[Data]

PR #221, opened 2023-03-29
Adds Requirement Type All and Any to FeatureFlags

rossgrambo:
In response to issue https://github.com/microsoft/FeatureManagement-Dotnet/issues/28.
And as a rewrite of PR https://github.com/microsoft/FeatureManagement-Dotnet/pull/192.

# Add Requirement Type All and Any to FeatureFlags
 
Filters on Feature Flags have always used "Any" logic. Our execution goes through each filter and when a single one returns "true", we end execution and return true. This PR adds "All" logic. For "All", the execution instead goes through each filter and when a single one returns "false", we end execution, returning false. Otherwise we return true.

In short- this PR: 
* Moves RequirementType from AspNetCore to the main .Net library.
* Defaults all unspecified Feature Flags to use "Any" logic
* Adds "All" logic to Feature Flag evaluation

## Example
```json
"AllFilterFeature": {
  "RequirementType": "All",
  "EnabledFor": [
    {
      "Name": "Targeting",
      "Parameters": {
        "Audience": {
          "Users": [
            "Jeff",
            "Alicia"
          ]
        }
      }
    },
    {
      "Name": "TimeWindow",
      "Parameters": {
        "Start": "Wed, 1 April 2023 00:00:00 GMT",
        "End": "Wed, 30 April 2023 23:59:59 GMT"
      }
    }
  ]
```

## Evaluation
```csharp
// Called before TimeWindow:
.IsEnabledAsync(AllFilterFeature, new TargetingContext { UserId = "Jeff" }}) // returns false
.IsEnabledAsync(AllFilterFeature, new TargetingContext { UserId = "Anne" }}) // returns false

// Called during TimeWindow:
.IsEnabledAsync(AllFilterFeature, new TargetingContext { UserId = "Jeff" }}) // returns true
.IsEnabledAsync(AllFilterFeature, new TargetingContext { UserId = "Anne" }}) // returns false
```

### DIFF
--- a/src/Microsoft.FeatureManagement/ConfigurationFeatureDefinitionProvider.cs
+++ b/src/Microsoft.FeatureManagement/ConfigurationFeatureDefinitionProvider.cs
@@ -162,7 +162,7 @@ namespace Microsoft.FeatureManagement
                 {
                     if (!Enum.TryParse(rawRequirementType, true, out requirementType))
                     {
-                        throw new ArgumentException($"Invalid requirement type '{rawRequirementType}' for feature '{configurationSection.Key}'.");
+                        throw new FeatureManagementException(FeatureManagementError.InvalidConfiguration, $"Invalid requirement type '{rawRequirementType}' for feature '{configurationSection.Key}'.");
                     }
                 }
 
--- a/src/Microsoft.FeatureManagement/ConfigurationFeatureDefinitionProvider.cs
+++ b/src/Microsoft.FeatureManagement/ConfigurationFeatureDefinitionProvider.cs
@@ -158,12 +158,13 @@ namespace Microsoft.FeatureManagement
             {
                 string rawRequirementType = configurationSection[RequirementTypeKeyword];
 
-                if (!string.IsNullOrEmpty(rawRequirementType))
+                //
+                // If requirement type is specified, parse it and set the requirementType variable
+                if (!string.IsNullOrEmpty(rawRequirementType) && !Enum.TryParse(rawRequirementType, true, out requirementType))
                 {
-                    if (!Enum.TryParse(rawRequirementType, true, out requirementType))
-                    {
-                        throw new FeatureManagementException(FeatureManagementError.InvalidConfiguration, $"Invalid requirement type '{rawRequirementType}' for feature '{configurationSection.Key}'.");
-                    }
+                    throw new FeatureManagementException(
+                        FeatureManagementError.InvalidValue, 
+                        $"Invalid requirement type '{rawRequirementType}' for feature '{configurationSection.Key}'.");
                 }
 
                 IEnumerable<IConfigurationSection> filterSections = configurationSection.GetSection(FeatureFiltersSectionName).GetChildren();
--- a/src/Microsoft.FeatureManagement/ConfigurationFeatureDefinitionProvider.cs
+++ b/src/Microsoft.FeatureManagement/ConfigurationFeatureDefinitionProvider.cs
@@ -163,7 +163,7 @@ namespace Microsoft.FeatureManagement
                 if (!string.IsNullOrEmpty(rawRequirementType) && !Enum.TryParse(rawRequirementType, true, out requirementType))
                 {
                     throw new FeatureManagementException(
-                        FeatureManagementError.InvalidValue, 
+                        FeatureManagementError.InvalidConfigurationSetting, 
                         $"Invalid requirement type '{rawRequirementType}' for feature '{configurationSection.Key}'.");
                 }
 
--- a/src/Microsoft.FeatureManagement/ConfigurationFeatureDefinitionProvider.cs
+++ b/src/Microsoft.FeatureManagement/ConfigurationFeatureDefinitionProvider.cs
@@ -160,7 +160,7 @@ namespace Microsoft.FeatureManagement
 
                 //
                 // If requirement type is specified, parse it and set the requirementType variable
-                if (!string.IsNullOrEmpty(rawRequirementType) && !Enum.TryParse(rawRequirementType, true, out requirementType))
+                if (!string.IsNullOrEmpty(rawRequirementType) && !Enum.TryParse(rawRequirementType, ignoreCase: true, out requirementType))
                 {
                     throw new FeatureManagementException(
                         FeatureManagementError.InvalidConfigurationSetting, 
--- a/src/Microsoft.FeatureManagement/ConfigurationFeatureDefinitionProvider.cs
+++ b/src/Microsoft.FeatureManagement/ConfigurationFeatureDefinitionProvider.cs
@@ -18,6 +18,7 @@ namespace Microsoft.FeatureManagement
     sealed class ConfigurationFeatureDefinitionProvider : IFeatureDefinitionProvider, IDisposable
     {
         private const string FeatureFiltersSectionName = "EnabledFor";
+        private const string RequirementTypeKeyword = "RequirementType";
         private readonly IConfiguration _configuration;
         private readonly ConcurrentDictionary<string, FeatureDefinition> _definitions;
         private IDisposable _changeSubscription;
@@ -121,9 +122,15 @@ namespace Microsoft.FeatureManagement
             },
             myAlwaysDisabledFeature2: {
               enabledFor: false
-            }
+            },
+            myAllRequiredFilterFeature: {
+                requirementType: "all"
+                enabledFor: [ "myFeatureFilter1", "myFeatureFilter2" ],
+            },
 
             */
+
+            RequirementType requirementType = RequirementType.Any;
 
             var enabledFor = new List<FeatureFilterConfiguration>();
 
@@ -149,6 +156,16 @@ namespace Microsoft.FeatureManagement
             }
             else
             {
+                string rawRequirementType = configurationSection[RequirementTypeKeyword];
+
+                if (!string.IsNullOrEmpty(rawRequirementType))
+                {
+                    if (!Enum.TryParse(rawRequirementType, true, out requirementType))
+                    {
+                        throw new ArgumentException($"Invalid requirement type '{rawRequirementType}' for feature '{configurationSection.Key}'.");
+                    }
+                }
+
                 IEnumerable<IConfigurationSection> filterSections = configurationSection.GetSection(FeatureFiltersSectionName).GetChildren();
 
                 foreach (IConfigurationSection section in filterSections)
@@ -170,7 +187,8 @@ namespace Microsoft.FeatureManagement
             return new FeatureDefinition()
             {
                 Name = configurationSection.Key,
-                EnabledFor = enabledFor
+                EnabledFor = enabledFor,
+                RequirementType = requirementType
             };
         }
 
--- a/src/Microsoft.FeatureManagement/FeatureManagementError.cs
+++ b/src/Microsoft.FeatureManagement/FeatureManagementError.cs
@@ -24,7 +24,7 @@ namespace Microsoft.FeatureManagement
         MissingFeature,
 
         /// <summary>
-        /// A configuration had conflicting values.
+        /// There was a conflict in the feature management system.
         /// </summary>
         Conflict,
 
--- a/src/Microsoft.FeatureManagement/FeatureManagementError.cs
+++ b/src/Microsoft.FeatureManagement/FeatureManagementError.cs
@@ -9,18 +9,23 @@ namespace Microsoft.FeatureManagement
     public enum FeatureManagementError
     {
         /// <summary>
-        /// A feature filter that was listed for feature evaluation was not found.
-        /// </summary>
-        MissingFeatureFilter,
-
-        /// <summary>
         /// A feature filter configured for the feature being evaluated is an ambiguous reference to multiple registered feature filters.
         /// </summary>
         AmbiguousFeatureFilter,
 
         /// <summary>
+        /// A configuration error is present in the feature management system.
+        /// </summary>
+        InvalidConfiguration,
+
+        /// <summary>
         /// A feature that was requested for evaluation was not found.
         /// </summary>
-        MissingFeature
+        MissingFeature,
+
+        /// <summary>
+        /// A feature filter that was listed for feature evaluation was not found.
+        /// </summary>
+        MissingFeatureFilter
     }
 }
--- a/src/Microsoft.FeatureManagement/FeatureManagementError.cs
+++ b/src/Microsoft.FeatureManagement/FeatureManagementError.cs
@@ -9,14 +9,14 @@ namespace Microsoft.FeatureManagement
     public enum FeatureManagementError
     {
         /// <summary>
+        /// A feature filter that was listed for feature evaluation was not found.
+        /// </summary>
+        MissingFeatureFilter,
+
+        /// <summary>
         /// A feature filter configured for the feature being evaluated is an ambiguous reference to multiple registered feature filters.
         /// </summary>
         AmbiguousFeatureFilter,
-
-        /// <summary>
-        /// A configuration error is present in the feature management system.
-        /// </summary>
-        InvalidConfiguration,
 
         /// <summary>
         /// A feature that was requested for evaluation was not found.
@@ -24,8 +24,13 @@ namespace Microsoft.FeatureManagement
         MissingFeature,
 
         /// <summary>
-        /// A feature filter that was listed for feature evaluation was not found.
+        /// A configuration had conflicting values.
         /// </summary>
-        MissingFeatureFilter
+        Conflict,
+
+        /// <summary>
+        /// The given value was invalid.
+        /// </summary>
+        InvalidValue
     }
 }
--- a/src/Microsoft.FeatureManagement/FeatureManagementError.cs
+++ b/src/Microsoft.FeatureManagement/FeatureManagementError.cs
@@ -29,8 +29,8 @@ namespace Microsoft.FeatureManagement
         Conflict,
 
         /// <summary>
-        /// The given value was invalid.
+        /// The given configuration setting was invalid.
         /// </summary>
-        InvalidValue
+        InvalidConfigurationSetting
     }
 }
--- a/src/Microsoft.FeatureManagement/FeatureManagementOptions.cs
+++ b/src/Microsoft.FeatureManagement/FeatureManagementOptions.cs
@@ -11,6 +11,7 @@ namespace Microsoft.FeatureManagement
         /// <summary>
         /// Controls the behavior of feature evaluation when dependent feature filters are missing.
         /// If missing feature filters are not ignored an exception will be thrown when attempting to evaluate a feature that depends on a missing feature filter.
+        /// This option will throw an error if used in combination with RequirementType.All as the execution may unintentionally enable a flag.
         /// The default value is false.
         /// </summary>
         public bool IgnoreMissingFeatureFilters { get; set; }
--- a/src/Microsoft.FeatureManagement/FeatureManagementOptions.cs
+++ b/src/Microsoft.FeatureManagement/FeatureManagementOptions.cs
@@ -11,7 +11,7 @@ namespace Microsoft.FeatureManagement
         /// <summary>
         /// Controls the behavior of feature evaluation when dependent feature filters are missing.
         /// If missing feature filters are not ignored an exception will be thrown when attempting to evaluate a feature that depends on a missing feature filter.
-        /// This option will throw an error if used in combination with RequirementType.All as the execution may unintentionally enable a flag.
+        /// This option is invalid when used in combination with <see cref="RequirementType.All"/>
         /// The default value is false.
         /// </summary>
         public bool IgnoreMissingFeatureFilters { get; set; }
--- a/src/Microsoft.FeatureManagement/FeatureManager.cs
+++ b/src/Microsoft.FeatureManagement/FeatureManager.cs
@@ -76,6 +76,12 @@ namespace Microsoft.FeatureManagement
 
             if (featureDefinition != null)
             {
+                if (featureDefinition.RequirementType == RequirementType.All && _options.IgnoreMissingFeatureFilters)
+                {
+                    string errorMessage = $"The 'IgnoreMissingFeatureFilters' flag cannot use used in combination with a feature of requirement type 'All'.";
+                    throw new FeatureManagementException(FeatureManagementError.MissingFeatureFilter, errorMessage);
+                }
+
                 //
                 // If the requirement type is Any, we end on a true. Requirement type All will end on a false
                 bool targetEvaluation = featureDefinition.RequirementType == RequirementType.Any;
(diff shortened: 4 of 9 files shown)


src/Microsoft.FeatureManagement/FeatureManager.cs
```diff
@@ -76,6 +76,13 @@ private async Task<bool> IsEnabledAsync<TContext>(string feature, TContext appCo
...
             if (featureDefinition != null)
             {
+                //
+                // Default to true for requirement type All
+                if (featureDefinition.RequirementType == RequirementType.All)
+                {
+                    enabled = true;
+                }
+
                 //
```
jimmyca15, line 86: The `Any` check in

`                if (featureDefinition.EnabledFor.Any(featureFilter => string.Equals(featureFilter.Name, "AlwaysOn", StringComparison.OrdinalIgnoreCase)))
`

Doesn't work for requirementtype.all

rossgrambo: Do you mean it shouldn't work, or in it's current state, it doesn't work?

src/Microsoft.FeatureManagement/ConfigurationFeatureDefinitionProvider.cs
```diff
@@ -149,6 +156,16 @@ We support
             }
             else
             {
+                string rawRequirementType = configurationSection[RequirementTypeKeyword];
+
+                if (!string.IsNullOrEmpty(rawRequirementType))
+                {
+                    if (!Enum.TryParse(rawRequirementType, out requirementType))
```
avanigupta, line 163: This needs to be case insensitive.

src/Microsoft.FeatureManagement/FeatureManager.cs
jimmyca15: I guess both. Right now the presence of the AlwaysOn filter will short circuit the evaluation and enable the feature. Even for `all`

src/Microsoft.FeatureManagement/FeatureManager.cs
```diff
@@ -76,6 +76,13 @@ private async Task<bool> IsEnabledAsync<TContext>(string feature, TContext appCo
 
             if (featureDefinition != null)
             {
+                //
+                // Default to true for requirement type All
+                if (featureDefinition.RequirementType == RequirementType.All)
+                {
+                    enabled = true;
```
avanigupta, line 83: What do we want the behavior to be when `IgnoreMissingFeatureFilters` is true and no feature filter is found?
Currently, we treat this as a disabled feature since RequirementType is Any. But when RequirementType is All, should that be an enabled feature or disabled?

avanigupta: I think it should be disabled. It should have the same effect as this configuration:
```json
"FeatureManagement": {
 "DisabledFeature": {
            "EnabledFor": []
        }
}
```
In that case, the code needs modification to treat a feature with no filters as disabled feature.

rossgrambo: I was also curious about this. In the current state, it would be evaluated true. 

I think that would be unexpected, but it felt messier to have the AND logic be false- until one filter evaluates to true. Do we know what the use case for using IgnoreMissingFeatureFilters is?

rossgrambo: Okay! That makes sense, I'll adjust it.

src/Microsoft.FeatureManagement/ConfigurationFeatureDefinitionProvider.cs
```diff
@@ -149,6 +156,16 @@ We support
...
+                    {
+                        throw new FormatException($"Invalid requirement type '{rawRequirementType}' for feature '{configurationSection.Key}'.");
```
jimmyca15, line 165: Do we use FormatException elsewhere? I'd like if we could use `FeatureManagementException`.

src/Microsoft.FeatureManagement/ConfigurationFeatureDefinitionProvider.cs
jimmyca15: What would be your reasoning that it would need to be case insensitive?

avanigupta: We have case insensitive comparison while parsing other feature flag fields, like feature name, filter name, etc. Just want to maintain the same behavior for requirement type.
I imagine people might try to use RequirementType "ALL", "All" or "all" interchangeably.

jimmyca15: Yes, I think it would stick out if this was case sensitive given the other examples you mentioned.

src/Microsoft.FeatureManagement/ConfigurationFeatureDefinitionProvider.cs
rossgrambo: Good call, I shouldn't introduce a new exception type. I switched it to `ArgumentException` instead.

Looking through our exceptions, all we have is-
```
FeatureManagementException
    FeatureManagementError.MissingFeatureFilter
    FeatureManagementError.AmbiguousFeatureFilter
    FeatureManagementError.MissingFeature
ArgumentNullException
ArgumentException
```

So I think ArgumentException makes the most sense. It's currently used by ValidateSettings in TargetingFilter.

A lot more error types get added by the v3 changes. Perhaps once those are back in, we can use the InvalidConfiguration error type. Or I can add it now if we want.

src/Microsoft.FeatureManagement/ConfigurationFeatureDefinitionProvider.cs
```diff
@@ -149,6 +156,16 @@ We support
             }
             else
             {
+                string rawRequirementType = configurationSection[RequirementTypeKeyword];
+
+                if (!string.IsNullOrEmpty(rawRequirementType))
+                {
+                    if (!Enum.TryParse(rawRequirementType, true, out requirementType))
+                    {
+                        throw new ArgumentException($"Invalid requirement type '{rawRequirementType}' for feature '{configurationSection.Key}'.");
```
avanigupta, line 165: Technically, rawRequirementType is not an argument so we shouldn't throw ArgumentException.
I think it should be okay to add a new error type for `InvalidConfiguration` in FeatureManagementException.

rossgrambo:
I addressed the comments, but I also re-wrote my changes to the FeatureManager to have less edge-cases. 

Both Any and And now have the same default: false 
Which allows me to remove the edge case for an empty list of filters with a default of true.
The default changes to "true" when the first filter returns true. In the Any case, we stop and return. In the All case, we now have a true default and we continue.

I also combined some of the inner logic so the Contextual and non-Contextual filters have less duplicated code.

src/Microsoft.FeatureManagement/FeatureManager.cs
```diff
@@ -77,68 +77,93 @@ private async Task<bool> IsEnabledAsync<TContext>(string feature, TContext appCo
...
-                            string errorMessage = $"The feature filter '{featureFilterConfiguration.Name}' specified for feature '{feature}' was not found.";
-
-                            if (!_options.IgnoreMissingFeatureFilters)
+                            throw new FeatureManagementException(FeatureManagementError.MissingFeatureFilter, errorMessage);
+                        }
+                        else
+                        {
+                            if (featureDefinition.RequirementType == RequirementType.All)
                             {
+                                errorMessage = $"The 'IgnoreMissingFeatureFilters' flag cannot override a missing filter on a feature with requirement type 'All'. {errorMessage}";
```
avanigupta, line 110: I think we should block this combination even if filters are not missing. It produces a more deterministic restriction which is not dependent on users' feature filters, which may change in future.

src/Microsoft.FeatureManagement/FeatureManager.cs
```diff
@@ -77,68 +77,93 @@ private async Task<bool> IsEnabledAsync<TContext>(string feature, TContext appCo
...
 
-                                break;
-                            }
+                    //
+                    // IContextualFeatureFilter
+                    if (useAppContext)
+                    {
+                        ContextualFeatureFilterEvaluator contextualFilter = GetContextualFeatureFilter(featureFilterConfiguration.Name, typeof(TContext));
+
+                        if (contextualFilter != null) {
```
avanigupta, line 137: nit: opening bracket in new line

src/Microsoft.FeatureManagement/FeatureManager.cs
```diff
@@ -77,68 +77,93 @@ private async Task<bool> IsEnabledAsync<TContext>(string feature, TContext appCo
...
-                else
+                //
+                // For all enabling filters listed in the feature's state, evaluate them according to requirement type
+                foreach (FeatureFilterConfiguration featureFilterConfiguration in featureDefinition.EnabledFor)
                 {
                     //
-                    // For all enabling filters listed in the feature's state calculate if they return true
-                    // If any executed filters return true, return true
+                    // If the filter is AlwaysOn and we're targeting true, return true
+                    if (string.Equals(featureFilterConfiguration.Name, "AlwaysOn", StringComparison.OrdinalIgnoreCase) && targetEvaluation)
```
avanigupta, line 89: AlwaysOn filter should always evaluate to true. If the filter is AlwaysOn and requirement is All, we might fail to find IFeatureFilterMetadata and fail the evaluation.

src/Microsoft.FeatureManagement/ConfigurationFeatureDefinitionProvider.cs
```diff
@@ -149,6 +156,16 @@ We support
             }
             else
             {
+                string rawRequirementType = configurationSection[RequirementTypeKeyword];
+
+                if (!string.IsNullOrEmpty(rawRequirementType))
+                {
+                    if (!Enum.TryParse(rawRequirementType, true, out requirementType))
```
jimmyca15, line 163: Those `if` statement's can be combined.

src/Microsoft.FeatureManagement/ConfigurationFeatureDefinitionProvider.cs
```diff
@@ -149,6 +156,16 @@ We support
...
+                    {
+                        throw new FeatureManagementException(FeatureManagementError.InvalidConfiguration, $"Invalid requirement type '{rawRequirementType}' for feature '{configurationSection.Key}'.");
```
jimmyca15, line 165: Can you new-line the params. The line got kind of long.

src/Microsoft.FeatureManagement/FeatureManagementOptions.cs
```diff
@@ -11,6 +11,7 @@ public class FeatureManagementOptions
         /// <summary>
         /// Controls the behavior of feature evaluation when dependent feature filters are missing.
         /// If missing feature filters are not ignored an exception will be thrown when attempting to evaluate a feature that depends on a missing feature filter.
+        /// This option will throw an error if used in combination with RequirementType.All as the execution may unintentionally enable a flag.
```
jimmyca15, line 14: "This option will throw an error" It's not that the option throws. The option is invalid when combined with `all`.

jimmyca15: You should be able to use `cref` I believe to link to the `RequirementType.All` type.

src/Microsoft.FeatureManagement/FeatureManagementError.cs
```diff
@@ -9,18 +9,23 @@ namespace Microsoft.FeatureManagement
...
         /// </summary>
-        MissingFeatureFilter,
+        AmbiguousFeatureFilter,
 
         /// <summary>
-        /// A feature filter configured for the feature being evaluated is an ambiguous reference to multiple registered feature filters.
+        /// A configuration error is present in the feature management system.
         /// </summary>
-        AmbiguousFeatureFilter,
+        InvalidConfiguration,
```
jimmyca15, line 19: It seems like every error here could be classified as an `InvalidConfiguration`. In a way it seems like a catch all error-code.

Thinking -- how can we be more specific with the error code to the problem we're adding it for.

src/Microsoft.FeatureManagement/FeatureManagementError.cs
```diff
@@ -9,18 +9,23 @@ namespace Microsoft.FeatureManagement
     public enum FeatureManagementError
     {
         /// <summary>
-        /// A feature filter that was listed for feature evaluation was not found.
+        /// A feature filter configured for the feature being evaluated is an ambiguous reference to multiple registered feature filters.
         /// </summary>
-        MissingFeatureFilter,
+        AmbiguousFeatureFilter,
```
jimmyca15, line 14: Be careful about changing the order of enums. They have underlying numeric values. If someone was serializing these errors as number, this would break.

src/Microsoft.FeatureManagement/FeatureManager.cs
```diff
@@ -76,69 +76,100 @@ private async Task<bool> IsEnabledAsync<TContext>(string feature, TContext appCo
...
             {
-                //
-                // Check if feature is always on
-                // If it is, result is true, goto: cache
-
-                if (featureDefinition.EnabledFor.Any(featureFilter => string.Equals(featureFilter.Name, "AlwaysOn", StringComparison.OrdinalIgnoreCase)))
+                if (featureDefinition.RequirementType == RequirementType.All && _options.IgnoreMissingFeatureFilters)
                 {
-                    enabled = true;
+                    string errorMessage = $"The 'IgnoreMissingFeatureFilters' flag cannot use used in combination with a feature of requirement type 'All'.";
```
jimmyca15, line 81: No need for the variable. It's only used in a single place.

src/Microsoft.FeatureManagement/FeatureManager.cs
```diff
@@ -76,69 +76,100 @@ private async Task<bool> IsEnabledAsync<TContext>(string feature, TContext appCo
...
                     //
-                    // For all enabling filters listed in the feature's state calculate if they return true
-                    // If any executed filters return true, return true
-
-                    foreach (FeatureFilterConfiguration featureFilterConfiguration in featureDefinition.EnabledFor)
+                    // Handle AlwaysOn filters
+                    if (string.Equals(featureFilterConfiguration.Name, "AlwaysOn", StringComparison.OrdinalIgnoreCase))
                     {
-                        IFeatureFilterMetadata filter = GetFeatureFilterMetadata(featureFilterConfiguration.Name);
+                        enabled = true;
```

[/Data]

Filter the data, keeping only the lines that contain "treat".

Currently, we treat this as a disabled feature since RequirementType is Any. But when RequirementType is All, should that be an enabled feature or disabled?
In that case, the code needs modification to treat a feature with no filters as disabled feature.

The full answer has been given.